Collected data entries
....
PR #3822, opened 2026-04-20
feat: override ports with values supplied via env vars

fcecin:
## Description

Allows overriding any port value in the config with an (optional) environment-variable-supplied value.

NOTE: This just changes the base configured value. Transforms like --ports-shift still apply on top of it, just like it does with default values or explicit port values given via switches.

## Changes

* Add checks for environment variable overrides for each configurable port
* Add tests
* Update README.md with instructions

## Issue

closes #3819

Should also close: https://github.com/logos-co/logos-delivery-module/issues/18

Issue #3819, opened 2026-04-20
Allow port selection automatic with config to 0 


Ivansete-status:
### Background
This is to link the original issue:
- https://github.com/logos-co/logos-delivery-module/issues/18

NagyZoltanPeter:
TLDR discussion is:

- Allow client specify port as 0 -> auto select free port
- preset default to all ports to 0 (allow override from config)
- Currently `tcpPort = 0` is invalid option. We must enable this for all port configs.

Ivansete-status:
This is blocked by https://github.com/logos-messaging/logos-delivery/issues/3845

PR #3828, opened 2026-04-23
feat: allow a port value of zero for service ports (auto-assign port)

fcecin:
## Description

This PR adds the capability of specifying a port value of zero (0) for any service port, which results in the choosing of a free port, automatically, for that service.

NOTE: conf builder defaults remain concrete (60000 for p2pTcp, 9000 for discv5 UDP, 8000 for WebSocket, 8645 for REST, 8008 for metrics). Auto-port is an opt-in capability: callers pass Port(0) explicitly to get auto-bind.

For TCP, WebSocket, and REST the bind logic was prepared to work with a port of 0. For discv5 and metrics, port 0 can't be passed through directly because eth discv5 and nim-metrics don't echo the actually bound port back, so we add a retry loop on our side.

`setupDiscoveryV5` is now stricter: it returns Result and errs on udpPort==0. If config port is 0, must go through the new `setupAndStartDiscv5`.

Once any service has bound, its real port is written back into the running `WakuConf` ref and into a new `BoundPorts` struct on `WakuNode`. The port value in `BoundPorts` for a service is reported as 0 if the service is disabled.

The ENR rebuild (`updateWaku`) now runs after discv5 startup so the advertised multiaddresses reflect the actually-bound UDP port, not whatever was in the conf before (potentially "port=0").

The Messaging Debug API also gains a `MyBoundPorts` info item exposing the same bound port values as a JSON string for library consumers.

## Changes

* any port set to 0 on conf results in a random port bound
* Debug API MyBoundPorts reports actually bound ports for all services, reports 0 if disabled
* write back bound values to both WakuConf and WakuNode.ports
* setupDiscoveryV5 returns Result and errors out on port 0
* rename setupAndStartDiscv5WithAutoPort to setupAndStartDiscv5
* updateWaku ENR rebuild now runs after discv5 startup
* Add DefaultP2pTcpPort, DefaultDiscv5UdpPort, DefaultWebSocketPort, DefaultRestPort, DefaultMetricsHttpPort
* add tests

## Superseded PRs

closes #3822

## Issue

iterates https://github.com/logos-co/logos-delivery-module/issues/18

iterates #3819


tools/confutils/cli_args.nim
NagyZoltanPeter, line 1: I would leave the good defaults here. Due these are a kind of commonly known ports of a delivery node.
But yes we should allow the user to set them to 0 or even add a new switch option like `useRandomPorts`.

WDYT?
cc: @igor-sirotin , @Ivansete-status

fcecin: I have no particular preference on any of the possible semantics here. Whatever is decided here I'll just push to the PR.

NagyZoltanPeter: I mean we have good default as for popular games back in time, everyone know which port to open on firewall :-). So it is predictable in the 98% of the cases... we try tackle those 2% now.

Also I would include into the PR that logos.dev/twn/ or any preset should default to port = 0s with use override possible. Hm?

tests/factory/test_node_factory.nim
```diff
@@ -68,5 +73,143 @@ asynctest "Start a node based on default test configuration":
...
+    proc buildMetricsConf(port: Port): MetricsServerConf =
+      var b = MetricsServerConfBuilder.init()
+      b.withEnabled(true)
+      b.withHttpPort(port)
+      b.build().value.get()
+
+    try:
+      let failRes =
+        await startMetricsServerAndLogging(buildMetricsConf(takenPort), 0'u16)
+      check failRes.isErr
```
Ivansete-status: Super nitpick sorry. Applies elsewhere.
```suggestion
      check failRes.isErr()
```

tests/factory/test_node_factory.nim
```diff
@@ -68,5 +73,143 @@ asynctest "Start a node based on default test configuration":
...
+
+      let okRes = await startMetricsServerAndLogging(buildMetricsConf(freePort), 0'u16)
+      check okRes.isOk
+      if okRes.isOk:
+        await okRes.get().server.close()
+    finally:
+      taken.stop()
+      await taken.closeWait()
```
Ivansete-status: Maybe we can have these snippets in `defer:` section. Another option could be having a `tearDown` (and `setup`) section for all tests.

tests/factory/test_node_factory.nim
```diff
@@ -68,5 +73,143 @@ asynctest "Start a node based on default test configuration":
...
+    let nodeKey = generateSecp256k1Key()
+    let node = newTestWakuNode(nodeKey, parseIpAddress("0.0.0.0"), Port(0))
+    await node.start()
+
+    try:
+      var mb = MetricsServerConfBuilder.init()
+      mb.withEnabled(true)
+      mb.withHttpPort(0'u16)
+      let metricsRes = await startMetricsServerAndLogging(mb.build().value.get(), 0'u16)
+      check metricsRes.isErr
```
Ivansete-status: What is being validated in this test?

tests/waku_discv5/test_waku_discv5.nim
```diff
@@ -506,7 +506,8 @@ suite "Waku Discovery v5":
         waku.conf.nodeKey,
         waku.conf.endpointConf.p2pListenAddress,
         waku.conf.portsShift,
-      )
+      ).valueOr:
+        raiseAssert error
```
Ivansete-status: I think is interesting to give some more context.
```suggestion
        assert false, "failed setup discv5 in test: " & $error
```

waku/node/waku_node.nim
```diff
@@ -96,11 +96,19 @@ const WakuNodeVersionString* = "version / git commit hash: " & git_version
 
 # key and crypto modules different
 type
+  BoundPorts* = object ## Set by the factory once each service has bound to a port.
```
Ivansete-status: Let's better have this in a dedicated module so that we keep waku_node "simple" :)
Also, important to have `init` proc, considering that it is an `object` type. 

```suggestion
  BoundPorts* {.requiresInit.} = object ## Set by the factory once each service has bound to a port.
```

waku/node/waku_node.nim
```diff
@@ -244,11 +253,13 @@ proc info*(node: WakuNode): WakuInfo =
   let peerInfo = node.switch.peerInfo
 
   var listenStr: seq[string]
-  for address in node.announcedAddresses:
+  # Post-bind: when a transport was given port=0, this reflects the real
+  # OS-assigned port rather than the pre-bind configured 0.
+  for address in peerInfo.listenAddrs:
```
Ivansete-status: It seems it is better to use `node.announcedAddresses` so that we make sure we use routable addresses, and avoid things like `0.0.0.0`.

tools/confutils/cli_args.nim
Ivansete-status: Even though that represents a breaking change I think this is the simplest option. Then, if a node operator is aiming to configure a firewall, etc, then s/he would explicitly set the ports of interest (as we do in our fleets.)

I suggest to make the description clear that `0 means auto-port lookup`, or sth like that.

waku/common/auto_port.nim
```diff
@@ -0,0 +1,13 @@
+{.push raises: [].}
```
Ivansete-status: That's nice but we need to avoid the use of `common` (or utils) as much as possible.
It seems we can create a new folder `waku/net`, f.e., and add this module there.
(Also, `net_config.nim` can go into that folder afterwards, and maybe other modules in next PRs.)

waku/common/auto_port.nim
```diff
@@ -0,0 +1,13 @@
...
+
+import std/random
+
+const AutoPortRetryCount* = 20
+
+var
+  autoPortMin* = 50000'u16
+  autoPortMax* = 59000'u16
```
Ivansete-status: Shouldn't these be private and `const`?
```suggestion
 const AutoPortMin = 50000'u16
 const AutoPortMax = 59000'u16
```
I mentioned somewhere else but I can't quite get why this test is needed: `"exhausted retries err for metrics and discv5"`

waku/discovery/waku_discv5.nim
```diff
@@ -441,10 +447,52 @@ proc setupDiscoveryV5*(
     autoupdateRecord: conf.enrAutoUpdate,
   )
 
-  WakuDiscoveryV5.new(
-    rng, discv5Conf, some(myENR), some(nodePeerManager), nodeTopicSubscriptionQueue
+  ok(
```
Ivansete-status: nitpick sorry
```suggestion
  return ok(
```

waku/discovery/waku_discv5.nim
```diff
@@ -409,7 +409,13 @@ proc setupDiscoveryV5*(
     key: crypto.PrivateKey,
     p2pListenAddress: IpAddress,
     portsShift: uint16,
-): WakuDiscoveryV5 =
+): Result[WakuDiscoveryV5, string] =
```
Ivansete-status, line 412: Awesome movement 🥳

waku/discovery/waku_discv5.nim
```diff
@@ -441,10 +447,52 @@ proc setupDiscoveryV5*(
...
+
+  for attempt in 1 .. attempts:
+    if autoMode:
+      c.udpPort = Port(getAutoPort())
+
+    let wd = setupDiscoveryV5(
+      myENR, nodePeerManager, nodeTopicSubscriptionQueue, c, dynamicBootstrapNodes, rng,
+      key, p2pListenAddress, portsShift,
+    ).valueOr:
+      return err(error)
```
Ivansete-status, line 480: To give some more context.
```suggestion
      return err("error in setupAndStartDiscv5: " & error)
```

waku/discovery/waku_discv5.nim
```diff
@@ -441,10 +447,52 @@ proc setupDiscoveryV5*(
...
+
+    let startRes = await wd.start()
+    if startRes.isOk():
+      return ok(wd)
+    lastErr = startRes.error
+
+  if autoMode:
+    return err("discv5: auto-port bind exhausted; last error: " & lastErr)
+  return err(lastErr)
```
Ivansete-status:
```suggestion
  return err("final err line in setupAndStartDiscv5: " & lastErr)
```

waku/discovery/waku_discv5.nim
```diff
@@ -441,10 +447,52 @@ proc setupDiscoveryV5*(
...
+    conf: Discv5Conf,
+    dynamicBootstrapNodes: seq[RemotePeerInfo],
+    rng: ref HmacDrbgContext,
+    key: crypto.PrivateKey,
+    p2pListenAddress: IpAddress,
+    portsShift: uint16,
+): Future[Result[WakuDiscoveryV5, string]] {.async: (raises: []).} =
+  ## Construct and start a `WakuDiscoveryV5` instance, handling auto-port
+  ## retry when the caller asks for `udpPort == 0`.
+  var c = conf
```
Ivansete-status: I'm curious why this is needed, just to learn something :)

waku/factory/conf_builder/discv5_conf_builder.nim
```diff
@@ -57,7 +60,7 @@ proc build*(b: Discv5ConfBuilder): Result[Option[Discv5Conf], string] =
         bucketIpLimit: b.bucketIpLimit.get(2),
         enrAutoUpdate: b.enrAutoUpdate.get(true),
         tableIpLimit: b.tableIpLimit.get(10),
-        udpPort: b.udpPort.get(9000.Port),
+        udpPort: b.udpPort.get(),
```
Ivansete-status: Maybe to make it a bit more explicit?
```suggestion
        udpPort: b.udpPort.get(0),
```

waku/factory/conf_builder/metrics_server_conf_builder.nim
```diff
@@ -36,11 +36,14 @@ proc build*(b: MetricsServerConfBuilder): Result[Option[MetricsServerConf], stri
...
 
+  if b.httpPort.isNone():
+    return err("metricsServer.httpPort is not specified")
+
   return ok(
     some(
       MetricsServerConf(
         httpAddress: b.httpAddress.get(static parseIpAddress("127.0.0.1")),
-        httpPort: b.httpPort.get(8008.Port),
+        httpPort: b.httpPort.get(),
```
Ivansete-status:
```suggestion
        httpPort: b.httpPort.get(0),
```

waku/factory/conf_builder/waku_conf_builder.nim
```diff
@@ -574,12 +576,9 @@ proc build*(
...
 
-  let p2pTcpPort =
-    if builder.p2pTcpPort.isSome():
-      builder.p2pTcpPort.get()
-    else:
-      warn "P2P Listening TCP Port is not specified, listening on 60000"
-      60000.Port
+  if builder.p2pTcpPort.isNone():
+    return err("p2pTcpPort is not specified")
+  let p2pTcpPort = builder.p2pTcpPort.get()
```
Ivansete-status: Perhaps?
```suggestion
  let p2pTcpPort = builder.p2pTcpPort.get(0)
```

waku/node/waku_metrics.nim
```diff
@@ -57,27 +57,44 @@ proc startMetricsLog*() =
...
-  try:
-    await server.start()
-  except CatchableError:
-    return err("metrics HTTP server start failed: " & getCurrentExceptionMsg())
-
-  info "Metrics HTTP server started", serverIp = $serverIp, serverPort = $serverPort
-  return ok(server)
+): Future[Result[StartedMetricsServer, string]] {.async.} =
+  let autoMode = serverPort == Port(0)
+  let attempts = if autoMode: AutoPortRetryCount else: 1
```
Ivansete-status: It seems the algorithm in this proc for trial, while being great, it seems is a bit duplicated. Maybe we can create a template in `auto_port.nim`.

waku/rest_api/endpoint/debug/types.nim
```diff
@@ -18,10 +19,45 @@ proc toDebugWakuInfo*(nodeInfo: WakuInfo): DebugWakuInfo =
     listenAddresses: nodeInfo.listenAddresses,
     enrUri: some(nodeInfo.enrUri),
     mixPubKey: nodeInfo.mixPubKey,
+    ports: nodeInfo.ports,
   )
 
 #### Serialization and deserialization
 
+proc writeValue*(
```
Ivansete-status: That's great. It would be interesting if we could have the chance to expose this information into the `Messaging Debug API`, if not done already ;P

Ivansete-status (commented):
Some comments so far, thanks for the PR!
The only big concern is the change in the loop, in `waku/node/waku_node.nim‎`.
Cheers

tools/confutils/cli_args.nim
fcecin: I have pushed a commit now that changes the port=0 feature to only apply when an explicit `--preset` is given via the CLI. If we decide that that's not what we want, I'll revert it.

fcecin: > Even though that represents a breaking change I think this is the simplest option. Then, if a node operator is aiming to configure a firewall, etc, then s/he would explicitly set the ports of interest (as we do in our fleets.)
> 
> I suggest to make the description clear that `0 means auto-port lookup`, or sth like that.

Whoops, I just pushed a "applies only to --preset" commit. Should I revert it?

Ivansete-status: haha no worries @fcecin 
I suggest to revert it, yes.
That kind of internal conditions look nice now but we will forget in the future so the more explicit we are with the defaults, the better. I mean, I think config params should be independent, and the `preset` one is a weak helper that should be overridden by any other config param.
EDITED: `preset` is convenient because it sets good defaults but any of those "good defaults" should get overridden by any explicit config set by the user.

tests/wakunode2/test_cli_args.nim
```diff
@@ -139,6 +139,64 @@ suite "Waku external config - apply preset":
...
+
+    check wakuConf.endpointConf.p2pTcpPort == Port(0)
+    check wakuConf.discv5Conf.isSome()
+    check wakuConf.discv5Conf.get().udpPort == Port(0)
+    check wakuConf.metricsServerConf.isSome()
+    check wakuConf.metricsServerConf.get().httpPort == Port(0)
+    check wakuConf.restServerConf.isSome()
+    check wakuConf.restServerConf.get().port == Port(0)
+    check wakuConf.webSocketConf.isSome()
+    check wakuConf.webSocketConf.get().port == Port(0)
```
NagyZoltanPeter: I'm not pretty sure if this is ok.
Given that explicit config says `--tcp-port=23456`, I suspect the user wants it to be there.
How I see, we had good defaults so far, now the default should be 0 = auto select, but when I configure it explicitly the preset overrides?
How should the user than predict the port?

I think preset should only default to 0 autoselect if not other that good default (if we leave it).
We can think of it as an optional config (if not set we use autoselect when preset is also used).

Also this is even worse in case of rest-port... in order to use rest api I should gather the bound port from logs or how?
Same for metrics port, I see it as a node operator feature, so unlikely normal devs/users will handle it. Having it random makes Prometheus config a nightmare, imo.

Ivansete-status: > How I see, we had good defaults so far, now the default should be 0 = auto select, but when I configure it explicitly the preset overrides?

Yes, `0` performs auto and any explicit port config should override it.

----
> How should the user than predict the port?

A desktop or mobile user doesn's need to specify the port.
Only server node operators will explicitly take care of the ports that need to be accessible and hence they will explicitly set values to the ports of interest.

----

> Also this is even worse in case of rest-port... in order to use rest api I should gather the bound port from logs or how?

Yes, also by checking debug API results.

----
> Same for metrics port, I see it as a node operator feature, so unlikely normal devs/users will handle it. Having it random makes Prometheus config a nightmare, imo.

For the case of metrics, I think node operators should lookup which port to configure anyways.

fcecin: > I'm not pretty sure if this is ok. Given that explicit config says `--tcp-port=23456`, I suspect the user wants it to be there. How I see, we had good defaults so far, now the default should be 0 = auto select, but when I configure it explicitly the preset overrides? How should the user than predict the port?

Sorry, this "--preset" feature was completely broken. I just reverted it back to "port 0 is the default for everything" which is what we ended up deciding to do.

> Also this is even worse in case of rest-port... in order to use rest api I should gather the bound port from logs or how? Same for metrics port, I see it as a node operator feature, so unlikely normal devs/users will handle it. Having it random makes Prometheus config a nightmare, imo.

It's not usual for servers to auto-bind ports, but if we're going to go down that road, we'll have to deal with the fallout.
....
Pull out every line of the entries that includes the word "announcedAddresses".

-  for address in node.announcedAddresses:
Ivansete-status: It seems it is better to use `node.announcedAddresses` so that we make sure we use routable addresses, and avoid things like `0.0.0.0`.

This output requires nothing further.